Все еще держась за волосы, она повернула торс, не сдвинув ног, так что ее тесное платьице натянулось еще туже, обрисовав изящно выгнутые ребра и маленький, с ямкой, животик. Это искусное телодвижение, как и все другие, было настолько бессмысленным и механическим, что она оказалась даже не манерной актрисой, а танцовщицей.
— Вы любите салат с лососиной? — отважился спросить Гомер.
— Салат с лососи-иной?
Она как будто повторила вопрос своему желудку. Ответ был — да.
— И много майонезу, да? Обожаю.
— Я начал готовить ко второму завтраку. Сейчас доделаю.
— Давайте я помогу.
Они взглянули на Гарри, который как будто уснул, и пошли на кухню. Пока он открывал банку с лососиной, она уселась верхом на стул, сложив руки на спинке и опершись на них подбородком. Когда он оглядывался на нее, она ему интимно улыбалась и встряхивала своими белыми шелковистыми волосами — сначала вперед, потом назад.
Гомер был взволнован, и его руки действовали быстро. Вскоре большая ваза салата была готова. Он расстелил лучшую скатерть и выставил лучший фарфор и серебро.
— От одного вида слюнки текут, — сказала она.

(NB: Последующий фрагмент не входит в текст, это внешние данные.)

PR #528, opened 2019-04-30
[FIX][12.0] project_task_code missing api.multi

tbaden:
fix of
project_task_code/models/project_task.py:34: [W8102(copy-wo-api-one), ProjectTask.copy] Missing api.one or api.multi in copy function.

### DIFF
--- a/project_task_code/models/project_task.py
+++ b/project_task_code/models/project_task.py
@@ -31,7 +31,9 @@ class ProjectTask(models.Model):
                 )
         return super().create(vals_list)
 
+    @api.multi
     def copy(self, default=None):
+        self.ensure_one()
         if default is None:
             default = {}
         default['code'] = self.env['ir.sequence'].next_by_code('project.task')


pedrobaeza:
I think this check is no longer needed since >=10.0. What do you think, @moylop260 ?

moylop260:
You are right!
Since that by default all methods are api.multi
-- 
Moisés López Calderón
Mobile: (+521) 477-752-22-30
Twitter: @moylop260
hangout: moylop260@vauxoo.com
http://www.vauxoo.com - Odoo Gold Partner
Twitter: @vauxoo

pedrobaeza:
Can you disable then that check?

dalonsod (approved):
LGTM

moylop260:
@pedrobaeza 
I just checked a little more about this check and it is still valid since that the `copy` method doesn't allow copy multi-records.

https://github.com/odoo/odoo/blob/ca57218b6122ec00be51fa177067dfba7d168e91/odoo/models.py#L4290

It is a beta check so it is not required to fix it.

If you think that it should be entirely disabled even a beta check then you should create a new issue to MQT:
 - https://github.com/oca/maintainer-quality-tools/issues/new

moylop260 (approved):

PR #536, opened 2019-05-10
[ADD] project_template_milestone

patrickrwilson:
This module is an addition to the project_template and project_milestone modules. It allows the milestones to be copied when a project is created from a template that contains milestones.


max3903:
@patrickrwilson You can remove the `models/__pycache__` directory. This should not be included in the commit as it contains compiled code.

No need to check if the `project_milestone` is installed, it will be installed as it is a dependency.

You should call `super()` somewhere in your method to avoid duplicate code.

patrickrwilson:
I'll work on @max3903 suggestions, might take a bit but i'll let you all know when it's ready for more reviewing.

project_template_milestone/tests/test_project_template.py
```diff
@@ -0,0 +1,68 @@
...
+        # Verify that the project was created successfully
+        self.assertEqual(len(new_project), 1)
+
+        # Verify that the Milestones were created successfully
+        new_milestones = self.env['project.milestone'].search([(
+            'project_id', '=', self.test_project.id)])
+        self.assertEqual(len(new_milestones), 2)
+
+        # Verify that the tasks were created successfully with milestones
+        new_tasks_milestone1 = self.env['project.task'].search([(
```
max3903:
```suggestion
        self.env['project.task'].search([(
```

project_template_milestone/tests/test_project_template.py
```diff
@@ -0,0 +1,68 @@
...
+            'milestone_id', '=', self.test_milestone_1.id)])
+        self.assertEqual(len(new_project), 2)
+
+        new_tasks_milestone2 = self.env['project.task'].search([(
```
max3903:
```suggestion
        self.env['project.task'].search([(
```

max3903 (approved):

patrickrwilson:
Green! Ready for more reviews. Thanks

osi-scampbell (approved):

Сказано это было так, как будто слюнки у нее текли при виде Гомера, — и он засиял. Но к еде она приступила раньше, чем он сел. Она намазала ломоть хлеба маслом, посыпала сверху сахаром и откусила большой кусок. Потом шлепнула на лососину ложку майонеза и принялась за дело. Гомер совсем уже было приготовился сесть, но тут она попросила чего-нибудь попить. Он налил ей стакан молока и стоял, наблюдая за ней, как официант. Он не замечал ее бесцеремонности.
Когда она умяла салат, он принес ей большое красное яблоко. Фрукт она еле медленнее, деликатно его обкусывая и оттопырив согнутый мизинец. Покончив с яблоком, она отправилась в комнату, и Гомер пошел за ней.

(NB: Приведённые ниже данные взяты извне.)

PR #540, opened 2019-05-16
12.0 mig project_recalculate

ernestotejeda:
* readme by fragments
* adapt python code to use the new methods of the calendar class
* adapt tests

Cc @Tecnativa


project_recalculate/models/project_task.py
```diff
@@ -57,14 +60,17 @@ def _dates_onchange(self, vals):
         start = from_string(date_start)
         end = from_string(date_end)
         resource, calendar = self._resource_calendar_select()
+
+        if not start.tzinfo:
```
pedrobaeza: For saving a lot of code lines, call directly in all places to _resource_timezone, and there, you check:
```python
if dt.tzinfo:
    return dt
```

project_recalculate/models/project_task.py
```diff
@@ -82,13 +88,17 @@ def _dates_onchange(self, vals):
                     return vals
                 project_date = from_string(self.project_id.date)
                 start, end = start, project_date
+
```
pedrobaeza: Don't add useless empty lines

project_recalculate/models/project_task.py
```diff
@@ -193,39 +202,71 @@ def _interval_context_tz(self, interval):
         start = fields.Datetime.context_timestamp(self, start)
         end = datetime.now().replace(hour=interval[1])
         end = fields.Datetime.context_timestamp(self, end)
-        return (start.hour, end.hour)
+        result = Intervals()
+        result._items.append((start, end))
```
pedrobaeza: Should you access to the protected variable `_items`? Isn't there a way to add elements directly through a public API?

project_recalculate/models/project_task.py
```diff
@@ -193,39 +202,71 @@ def _interval_context_tz(self, interval):
...
-        intervals = calendar.get_working_intervals_of_day(
-            start_dt=day_date, compute_leaves=True, resource_id=resource.id,
-            default_interval=default_interval,
-        )
-        return intervals and intervals[0] or False
-
-    def _calendar_schedule_days(self, days, day_date,
-                                resource=None, calendar=None):
+        intervals = self._get_work_intervals(day_date, resource, calendar)
+        return intervals._items and intervals._items[0] or False
```
pedrobaeza: Isn't the first element accessible without needing to access protected variable? (`intervals[0]`?)

project_recalculate/models/project_task.py
```diff
@@ -235,23 +276,30 @@ def task_recalculate(self):
...
-                end = self._calendar_schedule_days(
-                    task.estimated_days, date_start, resource, calendar)[1]
-                if end:
-                    date_end = end[1]
+                end_planned_dt = self._calendar_plan_days(
+                    task.estimated_days, date_start, resource, calendar)
+                if end_planned_dt:
+                    date_end = self._last_interval_of_day_get(
+                        end_planned_dt, resource, calendar)[1]
+
```
pedrobaeza: Remove useless empty lines inside a method

project_recalculate/models/project_task.py
```diff
@@ -193,39 +202,71 @@ def _interval_context_tz(self, interval):
...
+            return False
+        # date to datetime
+        if days >= 0:
+            day_dt = datetime.combine(day_date, datetime.min.time())
+        else:
+            day_dt = datetime.combine(day_date, datetime.max.time())
+
+        if not day_dt.tzinfo:
+            day_dt = self._resource_timezone(day_dt, resource)
+
```
pedrobaeza: Remove empty lines inside methods (do it for all the cases)

project_recalculate/models/resource_calendar.py
```diff
@@ -25,13 +26,49 @@ def get_working_days_of_date(self, start_dt=None, end_dt=None,
...
         return days
+
+    @api.multi
+    def plan_days_to_resource(self, days, day_dt, compute_leaves=False,
+                              resource=None, domain=None):
+        day_dt, revert = make_aware(day_dt)
+
+        # which method to use for retrieving intervals
+        if compute_leaves:
+            get_intervals = partial(self._work_intervals, resource=resource,
```
pedrobaeza, line 39: Why accessing protected variable `_work_intervals`?

project_recalculate/models/resource_calendar.py
```diff
@@ -25,13 +26,49 @@ def get_working_days_of_date(self, start_dt=None, end_dt=None,
...
+                                    domain=domain)
+        else:
+            get_intervals = partial(self._attendance_intervals,
+                                    resource=resource)
+
+        if days > 0:
+            found = set()
+            delta = timedelta(days=14)
+            for n in range(100):
```
pedrobaeza, line 48: This double loop is not very performant. Isn't a better solution?

project_recalculate/tests/test_project_project.py
```diff
@@ -11,14 +10,14 @@ class TestProjectProjectBegin(base.BaseCase):
     project_final_dates_one_task = {
         'date_begin': [
             # name, date_start, date
-            ['pj_0', '2015-08-01', '2015-08-05'],
-            ['pj_1', '2015-08-02', '2015-08-05'],
-            ['pj_2', '2015-08-03', '2015-08-05'],
+            ['pj0', date(2015, 8, 1), date(2015, 8, 5)],
```
pedrobaeza: Why changing key names?

project_recalculate/tests/test_project_task.py
```diff
@@ -23,23 +23,23 @@ def __init__(self, methodName='runTest'):
         #   both are valid
         self.task_days_res = {
             'date_begin': {
-                'pj_0': list(self.task_days['date_begin']),
-                'pj_1': list(self.task_days['date_begin']),
-                'pj_2': list(self.task_days['date_begin']),
+                'pj0': list(self.task_days['date_begin']),
```
pedrobaeza: Why changing key names? Better to reduce the diff

project_recalculate/wizard/recalculate_wizard.py
```diff
@@ -1,11 +1,11 @@
-# -*- coding: utf-8 -*-
 # See README.rst file on addon root folder for license details
 
 from odoo import models, fields, api
 
 
 class ProjectRecalculateWizard(models.TransientModel):
     _name = 'project.recalculate.wizard'
+    _description = 'project recalculate wizard'
```
pedrobaeza: Use upper in first letter

pedrobaeza (changes requested):

project_recalculate/models/project_task.py
ernestotejeda: Thinking better I think it does not make much sense to use the _interval_default_get method. Since in v12, the `resource.calendar` methods no longer receive a` default_interval` as a parameter.
So, it is not necessary to create an Intervals object

project_recalculate/models/resource_calendar.py
ernestotejeda: I have added the `plan_days_to_resource` method to resource.calendar with the intention that it does the same as plan_days but for a specific resource that is passed by parameter. Therefore, the code of that method is almost the same as that of the existing plan_days method, that's why there is the call to the protected method _work_intervals.
I have done this with the intention that the planning of the days take into account the leaves of the resource

project_recalculate/tests/test_project_project.py
ernestotejeda: because if this module is tested with the project_key module, then the tests do not pass. The project_key module adds the `key` field at the project level and the value of that field must be unique. What happens is that this field is automatically filled depending on the module name and for these module names, the value generated for the `key` field is the same.

ernestotejeda:
Changes done

project_recalculate/tests/test_project_project.py
pedrobaeza: This must be definitively fixed on `project_key` which is causing a lot of problems with the rest of the modules. Please do another PR disabling the features if on test mode and not testing the module itself (via a context key). Example: https://github.com/OCA/bank-payment/blob/7ce8bbb88bd8c889347a7550aa973124b847af58/account_payment_transfer_reconcile_batch/models/payment_order.py#L28

pedrobaeza:
You can rebase now and leave test data as it was

ernestotejeda:
Changes done

project_recalculate/readme/CONFIGURE.rst
```diff
@@ -0,0 +1,19 @@
+You can define working calendar at Setting > Technical > Resource > Working time
```
yajo:
```suggestion
You can define working calendar at Setting > Technical > Resource > Working time.
```

project_recalculate/readme/CONFIGURE.rst
```diff
@@ -0,0 +1,19 @@
...
+Then assign this calendar to a resource (related with an user), a project or
```
yajo:
```suggestion
Then assign this calendar to a resource (related with a user), a project or
```

project_recalculate/readme/CONFIGURE.rst
```diff
@@ -0,0 +1,19 @@
...
+a company
```
yajo:
```suggestion
a company.
```

project_recalculate/readme/CONFIGURE.rst
```diff
@@ -0,0 +1,19 @@
...
+  ends at 18:00
+* If not user assigned or resource hasn't working calendar, search first
+  working calendar of the company
+* If no working calendar found, then every day is workable and work starts at
+  08:00 and ends at 18:00
+
+Also you can define which task stages are included in recalculation when
+'Project recalculate' button is clicked. By default, all are included.
+To change this go to Project > Configuration > Stages > Task Stages and change
+'Include in project recalculate' field
```
yajo:
```suggestion
the 'Include in project recalculate' field.
```

yajo (commented):
Some typos

ernestotejeda:
Changes done

project_recalculate/models/project_task.py
```diff
@@ -0,0 +1,284 @@
...
+        else:
+            if not self.project_id.date:
+                raise exceptions.UserError(
+                    _('End Date field must be defined.')
+                )
+            project_date = self.project_id.date
+            days = self.from_days * (-1)
+        return increment, project_date, days
+
+    def _resource_timezone(self, dt, resource=None, calendar=None):
```
Tardo, line 190: Here perhaps can use Odoo Style:
```python
    tz = 'UTC'
    if resource or calendar:
        tz = (resource or calendar).tz
    record_user_timestamp = env.user.sudo().with_context(tz=tz)
    return fields.Datetime.context_timestamp(record_user_timestamp, dt)
```

ernestotejeda: What happens is method should not return the converted dt to the timezone of the resource or calendar. The method must return the same dt but aware of the timezone of the resource or calendar.
Example:
for
    `dt = 2019-06-23 00:00:00`
    `tz = 'Europe / Brussels'`
I want it to return
2019-06-03 00:00:00+02:00 instead of 2019-06-23 02:00:00+02:00

project_recalculate/models/resource_calendar.py
```diff
@@ -0,0 +1,74 @@
...
+                                 resource=None):
+        self.ensure_one()
+        if start_dt is None:
+            start_dt = datetime.now().replace(hour=0, minute=0, second=0)
+        if end_dt is None:
+            end_dt = datetime.now().replace(hour=23, minute=59, second=59)
+        days = 0
+        current = start_dt
+        while current <= end_dt:
+            if id is None:
```
yajo: :warning: [`id` is a built-in function](https://docs.python.org/3/library/functions.html#id) that will never be `None`. I'm not sure what this code was supposed to do, but it's wrong. :sweat_smile:

project_recalculate/models/project_task.py
```diff
@@ -235,23 +249,29 @@ def task_recalculate(self):
...
+            if date_start:
+                date_start = date_start.astimezone(utc)
+            if date_end:
+                date_end = date_end.astimezone(utc)
+
             task.with_context(task.env.context, task_recalculate=True).write({
-                'date_start': date_start and to_string(date_start) or False,
-                'date_end': date_end and to_string(date_end) or False,
-                'date_deadline': date_end and to_string(date_end) or False,
+                'date_start': date_start and date_start or False,
```
yajo: Oops, did you mean this?

```suggestion
                'date_start': date_start or False,
```

project_recalculate/models/project_task.py
```diff
@@ -0,0 +1,284 @@
...
+                    date_end = self._last_interval_of_day_get(
+                        end_planned_dt, resource, calendar)[1]
+            if date_start:
+                date_start = date_start.astimezone(utc)
+            if date_end:
+                date_end = date_end.astimezone(utc)
+
+            task.with_context(task.env.context, task_recalculate=True).write({
+                'date_start': date_start and date_start or False,
+                'date_end': date_end and date_end or False,
```
yajo:
```suggestion
                'date_end': date_end or False,
```

project_recalculate/models/project_task.py
```diff
@@ -0,0 +1,284 @@
...
+                'date_deadline': date_end and date_end or False,
```
yajo:
```suggestion
                'date_deadline': date_end or False,
```

project_recalculate/models/project_task.py
```diff
@@ -0,0 +1,284 @@
...
+
+    @api.constrains('estimated_days')
+    def _estimated_days_check(self):
+        for task in self:
+            if task.estimated_days <= 0:
+                raise exceptions.ValidationError(
+                    _('Estimated days must be greater than 0.')
+                )
+
+    def _dates_onchange(self, vals):
```
yajo: I don't like this method name. It's not an onchange, so it's confusing. Could you change it?

project_recalculate/models/project_project.py
```diff
@@ -0,0 +1,66 @@
...
+
+            NOTE: Do not perform any write operations to DB
+        """
+        vals = {}
+        self.ensure_one()
+        if not self.tasks:
+            return vals
+        # Here we consider all project task, independently from the value in
+        # include_in_recalculate
+        start_task = min(self.tasks, key=lambda t: t.date_start or t.date_end)
```
yajo, line 34: Shouldn't you filter out tasks without `include_in_recalculate`? :thinking:

project_recalculate/models/project_project.py
```diff
@@ -0,0 +1,66 @@
...
+            if (project.calculation_type == 'date_begin' and not
+                    project.date_start):
+                raise UserError(_("Cannot recalculate project because your "
+                                  "project doesn't have date start."))
+            if (project.calculation_type == 'date_end' and not
+                    project.date):
+                raise UserError(_("Cannot recalculate project because your "
+                                  "project doesn't have date end."))
+            for task in project.tasks:
+                task.task_recalculate()
```
yajo: Why not just `project.tasks.task_recalculate()`?

project_recalculate/models/project_task.py
```diff
@@ -0,0 +1,284 @@
...
+        # Calculate from_days depending on project calculation type
+        calculation_type = self.project_id.calculation_type
+        if calculation_type:
+            invert = False
+            increment = calculation_type == 'date_begin'
+            if increment:
+                if not self.project_id.date_start:
+                    # Can't calculate from_days without project date_start
+                    return vals
+                project_date = from_string(self.project_id.date_start)
```
yajo: It should return a datetime object already, isn't it?

```suggestion
                project_date = self.project_id.date_start
```

project_recalculate/models/project_task.py
```diff
@@ -0,0 +1,284 @@
...
+                start, end = project_date, start
+            else:
+                if not self.project_id.date:
+                    # Can't calculate from_days without project date
+                    return vals
+                project_date = from_string(self.project_id.date)
```
yajo:
```suggestion
                project_date = self.project_id.date
```

project_recalculate/models/resource_calendar.py
```diff
@@ -0,0 +1,74 @@
...
+                days += 1
+            else:
+                end_day = current.replace(hour=23, minute=59, second=59)
+                end = end_dt if end_day > end_dt else end_day
+                obj = self.with_context(tz='UTC')
+                working_intervals = obj._work_intervals(current, end, resource)
+                if len(working_intervals):
+                    days += 1
+            next_dt = current + timedelta(days=1)
```
yajo:
```suggestion
```

project_recalculate/models/resource_calendar.py
```diff
@@ -0,0 +1,74 @@
...
+            current = next_dt
```
yajo:
```suggestion
            current += timedelta(days=1)
```

yajo (changes requested):
I have to admit I mostly don't understand this source code, but if tests pass... OK.

However there's one point that totally seems a bug, and there are some suggestions too.

project_recalculate/models/project_project.py
ernestotejeda: Well, as I've seen in the commit history, it has always been considered all project tasks, the ones in a stage with `include_in_recalculate = False` and the ones with `include_in_recalculate = True`. I do not know if I should change that.

rafaelbn:
Hello @patrickrwilson maybe you are interested in this one. As commented in https://github.com/OCA/project/issues/500

project_recalculate/models/project_task.py
Tardo: I don't understand why need timezone if you like hours in UTC...

2019-06-03 00:00:00+02:00 in UTC is 2019-05-03 22:00:00+00:00

patrickrwilson:
@ernestotejeda thanks for working on converting this module. Do you mind squashing all your commits after your next changes please.

rafaelbn (commented):
Tested in runbot IMHO

- [x] If the task don't have any user assigned the module don't calculate anything
- [x] If the task have an user assigned with a working time 30 hour and the project have a working time of 40 hours the task are planned with the working time of the project and not with the working time of the user

This should be fixed or added to know issues as you could have no calculation or a wrong planning calculation based in a working plan thatis diferent of the user. This cases have been never deliberate from v8

pedrobaeza:
I think you should use user working time if present, and project if not.

ernestotejeda:
@rafaelbn , check now, I've already made those changes

rafaelbn:
@ernestotejeda in the project form the fields Start date and Expiration date are duplicated
(tested in http://3373450-540-efe2ea.runbot2-2.odoo-community.org/web?debug=true#id=5&action=231&model=project.project&view_type=form&menu_id=154 )

- It looks like project_recalculate and project_timeline add the same fields two times

rafaelbn:
@ernestotejeda even with debug mode (developer mode) activate user cannot see in the TASKS start date or end date in order to modify manually a single task. They should, check please:

rafaelbn:
@ernestotejeda The sequence of tasks is incorrect, "Installation" task starts in July but the the Kanban view the order is by sequence so you cannot see first the task that begins first. IMHO we could set a sequence by start date.  The task for example, "Follow-up socios potenciales" starts in June but in the kanban view doesn't appear as is in the lowest place

ernestotejeda:
> @ernestotejeda in the project form the fields Start date and Expiration date are duplicated

@rafaelbn  These fields are going to be repeated when the project_recalculate and project_timeline modules are installed at the same time. These two modules add to the project form view these two fields after the `Working Time` field.
A solution could be to set this module to depend on project_timeline, which is not essential for its operation but I don't think it would be bad. Providing a timeline view, for example, would allow to see quickly how a planning was made by this module.
Another solution I can think of is to add a new module to this repository that only aims to show the start and end dates of the project and perhaps those dates for each task in their form view. Then, project_recalculate and project_timeline, will depend on the new module, so there is no need for this project_recalculate  to depend on project_timeline. Perhaps there are cases in which the timeline view does not interest or it's prefered another instead of this one. The problem with this solution is that I don't know what repercussion to add a new module has for the repository. Or what repercussion it has to set project_timeline to depend on this module now that it is already migrated and that someone could be using it.

ernestotejeda:
> @ernestotejeda even with debug mode (developer mode) activate user cannot see in the TASKS start date or end date in order to modify manually a single task...

@rafaelbn The only way I have found to edit those fields in the form view is by installing the project_timeline module, which have the same problem mentioned in the previous comment..

ernestotejeda:
> @ernestotejeda The sequence of tasks is incorrect, "Installation" task starts in July but...

@rafaelbn , yes, I think it could be ordered by start_date, what do you think @pedrobaeza ?

pedrobaeza:
No, the order in the kanban is one different from the "time" order. You have timeline view for this purpose.

chienandalu (commented):
@ernestotejeda Please resolve done conversations to ease review of what's left. Also, try to increase test coverage if possible

pedrobaeza:
Let's merge this as is and let improvements for a second phase, as this migration has been very time consuming without customer real uses for most of the cases.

Гарри лежал на диване, вытянувшись в прежней позе. Тяжкое полуденное солнце било ему прямо в лицо. Но Гарри не чувствовал его затрещин. Он был занят кинжальной болью в груди. Он был занят собой настолько, что даже перестал придумывать, как наколоть здорового обормота.
Гомер задернул штору, чтобы защитить его голову от солнца. Гарри и этого не заметил. Он думал о смерти. Фей склонилась над ним. Из-под опущенных ресниц он видел, что она ждет от него успокоительного жеста. Он воздержался. Он изучил трагическое выражение на ее лице и остался недоволен. В серьезные минуты, подобные этой, ее топорная грусть выглядела оскорбительно.
— Папочка, скажи что-нибудь, — взмолилась она.
Сама того не сознавая, она играла у него на нервах.
— Это что еще, к свиньям, за балаган? — рявкнул он.
Его внезапная ярость испугала Фей, и она, вздрогнув, выпрямилась. Он не хотел смеяться, но короткий лай вылетел из горла раньше, чем он успел с собой совладать. Он с тревогой ждал, что теперь будет. Хуже не стало, и он засмеялся опять. Начал он осторожно, но постепенно разошелся. Он хохотал, закрыв глаза, и по лбу его тек пот. Фей знала только один способ его остановить: сделать что - нибудь столь же ненавистное ему, как ей — его хохот. Она запела:
Елки-палки!
Чьи это там мигалки?
Она приплясывала, двигая ягодицами и дергая головой из стороны в сторону.
Гомер был изумлен. Он чувствовал, что сцена, разыгравшаяся перед ним, отрепетирована. Он не ошибался. Их самые ожесточенные ссоры чаще всего происходили именно так — он смеялся, она пела:
Елки-палки!
Чьи это глаза?
Как играют!
Сердце обжигают!
Как…
Когда замолчал Гарри, она тоже замолчала и упала в кресло. Но Гарри только собирался с силами перед решительным штурмом.
Он начал опять. Этот новый смех не был уничижительным, он был ужасным. Когда Фей была ребенком, Гарри наказывал ее этим смехом. Тут он достигал вершин своего мастерства. Один режиссер всегда вызывал Гарри с этим номером, когда снималась сцена в сумасшедшем доме или в замке с привидениями.